Aspartimide formation in the joining peptide sequence of porcine and mouse pro-opiomelanocortin.

Abstract

The joining peptide (JP) portion of pro-opiomelanocortin extracted from mouse pituitary glands has previously been shown to exist in one major and several distinct minor forms (Bennett, H. P. J. (1986) Peptides 7, 614-622). We now confirm the heterogeneous nature of JP extracted from mouse neurointermediate pituitary glands and show that similar forms of JP are also to be found in extracts of porcine pituitary glands. Three forms of porcine JP (pJP-A, pJP-B, and pJP-C) were purified from whole porcine pituitary glands using reversed-phase high performance liquid chromatography methods. The three structural variants constitute approximately 10, 75, and 15%, respectively, of the total JP observed. Mass spectrometric analysis revealed that pJP-C was 18 mass units smaller than pJP-B, which is consistent with the formation of a succinimide structure at the aspartyl 16-glycine 17 peptide bond. Such symmetrical imide structures are known to hydrolyze at physiological pH to yield a mixture of the original alpha-aspartyl peptides and isomerized isoaspartyl peptides. We were able to show that pJP-A was the isomerized isoaspartyl form by demonstrating that pJP-A but not pJP-B was a substrate for the protein carboxyl methyltransferase enzyme (L-isoaspartyl/D-aspartyl protein methyltransferase; EC 2.1.1.77) purified from bovine erythrocytes.
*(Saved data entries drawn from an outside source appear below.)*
PR #282, opened 2023-05-31
LLaMA family loading model on shard level - reducing memory usage

MasterJH5574:
This PR enables loading LLaMA-family models on shard level. We no longer use `from_pretrained` to load LLaMA-family models.

This means when loading LLaMA-family models in build.py, we no longer need to load the full model weights into memory (which is of huge pain for machines without large enough memory). With this PR, the largest RAM usage when building LLaMA-family models will be about the size of the largest shard file.

For example, the largest shard file of Vicuna-7B is roughly 10GB, which means the largest RAM usage during build is about 10GB.

We implement this functionality based on pass LazyTransformParams and a topological-sort-based weight computation reordering algorithm.

Corresponding update to GPT-NeoX and RWKV will follow this PR soon.

### DIFF
--- a/build.py
+++ b/build.py
@@ -3,7 +3,7 @@ import argparse
 import json
 import os
 import pickle
-from typing import Any, Dict, List
+from typing import Any, Dict, List, Optional
 
 import tvm
 from tvm import meta_schedule as ms
@@ -113,6 +113,10 @@ def _parse_args():
         parsed.artifact_path, f"{parsed.model}-{parsed.quantization.name}"
     )
 
+    # These two dict are used for model weight loading: "p" here stands for "parameter".
+    parsed.pidx2pname: Dict[int, str] = dict()
+    parsed.pname2binname: Dict[str, str] = dict()
+
     return parsed
 
 
@@ -220,7 +224,7 @@ def debug_dump_shader(ex, name, args):
 
 def mod_transform_before_build(
     mod: tvm.IRModule,
-    model_params: List[tvm.nd.NDArray],
+    model_params: List[Optional[tvm.nd.NDArray]],
     args: argparse.Namespace,
 ) -> tvm.IRModule:
     """First-stage: Legalize ops and trace"""
@@ -267,7 +271,7 @@ def mod_transform_before_build(
     debug_dump_script(mod_transform, "mod_lift_params.py", args)
     debug_dump_script(mod_deploy, "mod_deploy.py", args)
 
-    new_params = utils.transform_params(mod_transform, model_params)
+    new_params = utils.transform_params(mod_transform, model_params, args)
     utils.save_params(new_params, args.artifact_path)
     return mod_deploy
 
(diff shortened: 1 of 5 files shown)


tqchen (approved):

mlc_llm/relax_model/llama.py
```diff
@@ -580,13 +584,22 @@ def create_encoding_func(bb: relax.BlockBuilder, config: LlamaConfig) -> None:
                 all_seq_len_shape,
                 past_key_values,
             ] + model.parameters()
+
+            named_params = named_parameters(model)
+            for i, (name, param) in enumerate(list(named_params.items())[:-2]):
+                pidx2pname[i] = name
+                assert param.same_as(params[i + 3])
+                assert not name.startswith("sin") and not name.startswith("cos")
```
yzh119, line 592: Can we let the user customize the filter list (not urgent though)?

build.py
```diff
@@ -112,6 +112,8 @@ def _parse_args():
     parsed.artifact_path = os.path.join(
         parsed.artifact_path, f"{parsed.model}-{parsed.quantization.name}"
     )
+    parsed.pidx2pname = dict()
```
yzh119, line 115: Perhaps we can add one line of comment mentioning that the `p` refers to parameters.

mlc_llm/transform/reorder_transform_func.py
```diff
@@ -0,0 +1,219 @@
...
+        value = binding.value
+        binding_var_set.add(binding.var)
+        var_users[binding.var] = []
+
+        if isinstance(value, relax.TupleGetItem) and value.tuple_value.same_as(params):
+            # For weight fetching bindings (`lv = params[idx]`), we group them
+            # according to the binary file name.
+            pidx = value.index
+            if pidx not in pidx2binname:
+                binname2get_param_bindings[""].append(binding)
```
yzh119, line 110: What does this mean?

mlc_llm/relax_model/llama.py
MasterJH5574: For the LLaMA model implementation we now have, it’s not likely that the weight order can be customized?

mlc_llm/transform/reorder_transform_func.py
MasterJH5574: https://github.com/mlc-ai/mlc-llm/blob/cdb78cc58e4ce61e2be15e85f1b8856ae249a3e2/mlc_llm/transform/reorder_transform_func.py#L80-L81

build.py
MasterJH5574: Great point. Added one line of explanation.

mlc_llm/relax_model/llama.py
yzh119: Okay it's an `assert`, just ignore what I said :)

yzh119 (approved):
Works perfectly on my Mac Mini and Linux Desktop, and compilation is much faster and memory-efficient than before. Thanks for the great work @MasterJH5574 !

PR #287, opened 2023-06-01
[ANDROID] New UI and multi model support

tqchen:
This PR adds new UI and multi model support to android


mdda:
Was it correct to remove the file `mlc-llm/android/MLCChat/app/src/main/jni/tvm_runtime.h` ?
My build works only if I reinstate it with the 7-line contents that it had before this PR...

PR #289, opened 2023-06-01
Model loading on shard level - GPT-NeoX, RWKV

MasterJH5574:
Following #282, this PR supports the shard-level model loading for GPT-NeoX and RWKV.

In order to adapt to the difference between the relax model weight names and torch model weight names (which does not exist for LLaMA but exists for GPT-NeoX and RWKV), we introduced two functions that helps build up the relation between relax model weights and torch model weights. Specifically,
* one function `f_convert_pname_fwd` that converts relax model weight name to torch model weight name, so that for a given relax model weight name, we can know which torch weight binary file this weight is in.
* the other function `f_convert_param_bkwd` that converts torch model weight tensor and weight name back to relax weight and weight name. It specifies how a relax model weight is computed from the torch model weight.

In order to make the relax RWKV model weight name better match the one on Hugging Face side, we renamed some of the layers/weights in the RWKV definition.


junrushao (approved):

yzh119 (approved):
LGTM

PR #315, opened 2023-06-05
[Android] Replace some functions in `AppViewModel` and `ChatModule` to make the code more in line with the usage habits of Android developers

twiceyuan:
Replace some functions in `AppViewModel` and `ChatModule` to make the code more in line with the usage habits of Android developers

1. Replace `assert` with `require`, `assert` is generally only used in unit tests
2. Use `android.util.Log` instead of `System.err` to output key information
3. The naming of some `func*` definitions in ChatModule adopts a unified camel case naming style
4. The `func*` variable is defined as non-null instead of nullable, because `getFunction` internally returns a non-null object as much as possible (or throws IllegalArgumentException)


cyx-6 (approved):
LGTM! Thanks for your contribution!

PR #357, opened 2023-06-09
Fix incorrect import in REST API

sudeepag:
Fix an unnecessary import and change default artifact path to be the path to dist when `rest.py` is invoked using `python -m mlc_chat.rest`.

### DIFF
--- a/python/mlc_chat/rest.py
+++ b/python/mlc_chat/rest.py
@@ -1,4 +1,4 @@
-from .chat_module import ChatModule, supported_models, quantization_keys
+from .chat_module import ChatModule, quantization_keys
 
 from pydantic import BaseModel
 from fastapi import FastAPI, HTTPException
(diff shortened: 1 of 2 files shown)


python/mlc_chat/rest.py
```diff
@@ -63,7 +63,7 @@ def _parse_args():
     args.add_argument(
         "--model", type=str, default="vicuna-v1-7b"
     )
-    args.add_argument("--artifact-path", type=str, default="dist")
+    args.add_argument("--artifact-path", type=str, default="../dist")
```
yzh119, line 66: I think this might not be a desired behavior because if make wrap `mlc_chat` as a package, then the user might execute the module under another folder.

yzh119 (approved):
LGTM, some suggestions.

python/mlc_chat/rest.py
tqchen: I agree we should use the project root as the root here. It can be invoked via 
```
PYTHONPATH=python python -m mlc_chat.rest
```

sudeepag: Got it, reverted this in https://github.com/mlc-ai/mlc-llm/pull/357/commits/c27402c1edb79778144440adc196ef5187373f12.

PR #1329, opened 2023-11-25
[Serving] OpenAI v1/completions REST API

MasterJH5574:
This PR supports the RESTful API server with OpenAI v1/completions compatibility. We have unit tests in
`tests/python/serve/server/test_server.py` that is designed for pytest testing.

Regarding the internal engine, this PR changes the callback function API to incorporate the request finish reason.

### DIFF
--- a/cpp/serve/request_state.cc
+++ b/cpp/serve/request_state.cc
@@ -45,12 +45,12 @@ RequestState::RequestState(Request request, int num_models) {
   data_ = std::move(n);
 }
 
-bool RequestStateNode::GenerationFinished(int max_single_sequence_length) const {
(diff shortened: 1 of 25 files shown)


cpp/serve/request_state.cc
```diff
@@ -45,12 +45,12 @@ RequestState::RequestState(Request request, int num_models) {
   data_ = std::move(n);
 }
 
-bool RequestStateNode::GenerationFinished(int max_single_sequence_length) const {
+Optional<String> RequestStateNode::GenerationFinishReason(int max_single_sequence_length) const {
```
tqchen, line 48: GenerationFinished is still a god name

tqchen:
Merging for now, and we can followup on next PR

Issue #1323, opened 2023-11-23
[Bug] subprocess.CalledProcessError: Command '['D:\\Program\\Anaconda3\\envs\\mlc-chat\\python.exe', '-m', 'mlc_chat.cli.check_device', 'vulkan:0']' returned non-zero exit status 3221225477.


Tao-begd:
## 🐛 Bug

I used mlc llm to compile Llama-2-7b-chat-hf, but when using mlc-chat, I reported an error: 
subprocess.CalledProcessError:  Command '['D:\Program\Anaconda3\envs\mlc-chat\python.exe', '-m', 'mlc_chat.cli.check_device',  'vulkan:0']' returned non-zero exit status 3221225477.

## To Reproduce

`python sample_mlc_chat.py`

Complete error reporting:
> Traceback (most recent call last):
>   File "E:\code\mlc-llm-win\mlc-llm\sample_mlc_chat.py", line 8, in <module>
>     cm = ChatModule(model="Llama-2-7b-chat-hf-q4f16_1")
>   File "D:\Program\Anaconda3\envs\mlc-chat\lib\site-packages\mlc_chat\chat_module.py", line 660, in __init__
>     self.device = detect_device(device)
>   File "D:\Program\Anaconda3\envs\mlc-chat\lib\site-packages\mlc_chat\support\auto_device.py", line 27, in detect_device
>     if _device_exists(cur_device):
>   File "D:\Program\Anaconda3\envs\mlc-chat\lib\site-packages\mlc_chat\support\auto_device.py", line 58, in _device_exists
>     result = subprocess.check_output(cmd, stderr=subprocess.STDOUT).decode("utf-8")
>   File "D:\Program\Anaconda3\envs\mlc-chat\lib\subprocess.py", line 420, in check_output
>     return run(*popenargs, stdout=PIPE, timeout=timeout, check=True,
>   File "D:\Program\Anaconda3\envs\mlc-chat\lib\subprocess.py", line 524, in run
>     raise CalledProcessError(retcode, process.args,
> subprocess.CalledProcessError: Command '['D:\\Program\\Anaconda3\\envs\\mlc-chat\\python.exe', '-m', 'mlc_chat.cli.check_device', 'vulkan:0']' returned non-zero exit status 3221225477.

## Environment

 - Platform (e.g. WebGPU/Vulkan/IOS/Android/CUDA): Vulkan
 - Operating system (e.g. Ubuntu/Windows/MacOS/...): windows
[...]

PR #1333, opened 2023-11-27
[AUTO-DEVICE] In process early exit device detection

tqchen:
This PR updates the device auto detection to use in process early exit. This hopefully will address some of the windows issues in multi-process based approach while preserving memory without allocating in each during auto mode.


tqchen:
NOTE this can be viewed as a temp fix, or permant one, if we are ok with early exit. Generally I think early exit behavior is useful to iterating over too many drivers and initializing them. It does mean auto mode will pick the first available and not printing out other information

Background issue https://github.com/mlc-ai/mlc-llm/issues/1323

PR #1343, opened 2023-11-29
[Serving] AsyncThreadedEngine and PopenServer

MasterJH5574:
This PR brings two major features:
* AsyncThreadedEngine, which runs the underlying engine execution (prefill, decode, etc.) on a standalone thread other than the thread doing async request handling and tokenization.
* PopenServer, which launches a REST-ful server on an underlying background subprocess.

In addition, this PR also involve many other changes, including:
* wrapped the cpp tokenizer into a TVM Object, and exposed its encode/decode API through FFI, so that we can use the tokenizer on Python side. This change will be backported to the main branch soon.
* supported `v1/models` OpenAI API,
* formalized the interface of Engine in a header file.


cpp/serve/engine.h
```diff
@@ -0,0 +1,116 @@
...
+  virtual void Reset() = 0;
+
+  /*! \brief Check if the engine has no request to process. */
+  virtual bool Empty() = 0;
+
+  /*! \brief Get the statistics of the Engine in JSON string. */
+  virtual String Stats() = 0;
+
+  /*! \brief Get the request callback function of the engine. */
+  virtual Optional<PackedFunc> GetRequestCallback() = 0;
```
tqchen, line 77: nit: RequestStreamCallback

cpp/serve/engine.h
```diff
@@ -0,0 +1,116 @@
...
+
+  /*! \brief Set the request callback function of the engine. */
+  virtual void SetRequestCallback(Optional<PackedFunc> request_stream_callback) = 0;
```
tqchen, line 80: SetRequestStreamCallback

python/mlc_chat/serve/async_engine.py
```diff
@@ -360,14 +371,231 @@ def _engine_step(self) -> None:
...
+        self.background_engine.step()
 
     def _abort(self, request_id: str):
         """Internal implementation of request abortion."""
         # Notify the request tracker about the abortion.
         self._request_tracker.abort_request(request_id)
+
+
+class _ThreadedEngine:
+    """The threaded engine keeps running a background request processing
```
tqchen, line 388: Can we fold this into AsyncThreadedEngine. and then the call would be self._ffi["add_request"]()

MasterJH5574: Great suggestion! Just updated and now it is completely hidden.

PR #1350, opened 2023-11-29
[Bugfix] Ignore exit code in device detection

junrushao:
TVM's Vulkan runtime emits a non-zero exit code on certain Windows drivers on DLL offloading. While there is definitely a way to fix this, for now, we quickly get around this by not checking the exit code in device detection.

This PR also improves clarify when multiple GPUs presents by emitting logging messages on all GPUs available, rather than only GPU 0.

### DIFF
--- a/python/mlc_chat/cli/check_device.py
+++ b/python/mlc_chat/cli/check_device.py
@@ -1,20 +1,29 @@
 """Check if a device exists."""
 import sys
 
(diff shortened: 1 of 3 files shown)


junrushao:
CC: @tqchen

tqchen:
Thanks @junrushao !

This cytosolic enzyme is known to preferentially methylate L-isoaspartyl residues within model substrates. Control experiments in which JP was incubated in the acidic medium used to extract the pituitary tissue showed that the isoforms of pJP are not artifacts of peptide purification. Furthermore, we have isolated the isoforms of pJP at levels which are 100 times greater than would be expected for a spontaneous reaction. We conclude that the formation of the aspartimide form of JP appears to be a facilitated process, possibly occurring as a result of conformation constraints dictated by the structure of pro-opiomelanocortin, or an as yet uncharacterized post-translational event.